Re: [PATCH 4/7][TAKE5] support new modes in fallocate

From: Andreas Dilger
Date: Sun Jul 01 2007 - 12:22:14 EST


On Jun 30, 2007 11:21 +0100, Christoph Hellwig wrote:
> On Tue, Jun 26, 2007 at 04:02:47PM +0530, Amit K. Arora wrote:
> > Currently it is left on the file system implementation. In ext4, we do
> > not undo preallocation if some error (say, ENOSPC) is hit. Hence it may
> > end up with partial (pre)allocation. This is inline with dd and
> > posix_fallocate, which also do not free the partially allocated space.
>
> I can't find anything in the specification of posix_fallocate
> (http://www.opengroup.org/onlinepubs/009695399/functions/posix_fallocate.html)
> that tells what should happen to allocate blocks on error.
>
> But common sense would be to not leak disk space on failure of this
> syscall, and this definitively should not be left up to the filesystem,
> either we always leak it or always free it, and I'd strongly favour
> the latter variant.

I definitely agree that the behaviour should be specified part of
the interface. The current behaviour of both ext4 and XFS is that the
successful part of the unallocated extent is left in place when returning
ENOSPC so we considered this the "consistent" behaviour. This is the same
as e.g. sys_write() which does not remove the part of the write that was
successful if ENOSPC is hit. I think this also makes sense for some usa
cases, because application like PVR may want to preallocate approximately
30min of space, but if it gets only 25min worth then it can at least start
using this while it also begins looking for and/or freeing old files.

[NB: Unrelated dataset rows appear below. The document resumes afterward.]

Issue #441, opened 2020-01-23
Custom templates


MerrickGit:
tsdx is't silver bullet, but it can be.

### Current Behavior
May be I just did't find this feature, but tsdx can't create custom templates.

### Suggested Solution
Create package based on remote template.

Example:
`tsdx create your_new_package --remote-template=https://github.com/user/prototype`

Step by step instruction:
1. tsdx download template
2. Find into repo config file.
3. add template to templates and config to configs.
4. do usual work

### Who does this impact? Who is this for?

People are using monorepo.

### Additional context
We create big monorepo(about 300 packages) and we use tsdx, but we spend a lot of time creating/copying the same type of files(configs/structure/libraries) instead of use template.

ambroseus:
+1
https://github.com/jaredpalmer/tsdx/issues/409#issuecomment-570242716

MerrickGit:
@jaredpalmer i see its so demanded features. What do you think about it?

jaredpalmer:
Yeah, that’s fine. Probs can copy logic from create-react-app

MerrickGit:
@jaredpalmer @sw-yx can you see my comment in PR? What do you think?

sw-yx:
i'm fine with it, gonna leave this one up to jared to see if he wants to merge first and iterate or require remote

benjlevesque:
I submitted another proposal for this, with support for remote templates (npm could be added easily I guess). 
It reuses the `--template` option instead of introducing a new one.

See #502.

ambroseus:
:thinking:  what about this one: https://github.com/jondot/hygen

PR #455, opened 2020-01-24
Custom templates

MerrickGit:
#441

Added option `--custom-template`.

usage `tsdx create app_name --custom-template ~/Desktop/templates/my_template`

One important thing is `template.json` inside the template folder.

If this method is satisfies the reviewers, then I will add documentation and checking for `template.json` file.

### DIFF
--- a/src/index.ts
+++ b/src/index.ts
@@ -47,6 +47,7 @@ const pkg = require('../package.json');
 const prog = sade('tsdx');
 
 let appPackageJson: PackageJson;
+const customTemplate = 'custom-template';
 
 try {
   appPackageJson = fs.readJSONSync(paths.appPackageJson);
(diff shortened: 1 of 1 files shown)


sw-yx:
hmm it might be more common to host templates on github rather than your filesystem - what do you think

jaredpalmer:
It should be remote, via GitHub

MerrickGit:
I think it will be next feature because we need a logic to work with templates in the file system. I can leave only remote or can add the following PR —remote-template option

MerrickGit:
> It should be remote, via GitHub

jaredpalmer:
Imho all templates should be remote

MerrickGit:
> Imho all templates should be remote

May be via npm, not all companies use github?

kdubb1337:
We're using TSDX pretty heavily on a monorepo, and it causes you to make the same series of changes each time. I think custom templates is a much better option than forking. Can we reopen this PR?

luistak:
@kdubb1337 same problem in here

If the space is always freed on ENOSPC, then there may be a significant
amount of work done and undone while the application is iterating over
possible sizes until one works. It is easy for the application to
use fstat() to see the blocks/size actually preallocated on failure, and
explicitly request unallocation of this space if the outcome is undesirable.

If you think that applications have a strong preference for both kinds
of behaviour (e.g. database which requires the full allocation to succeed,
unlike PVR application above) then this could be encoded into a @mode flag.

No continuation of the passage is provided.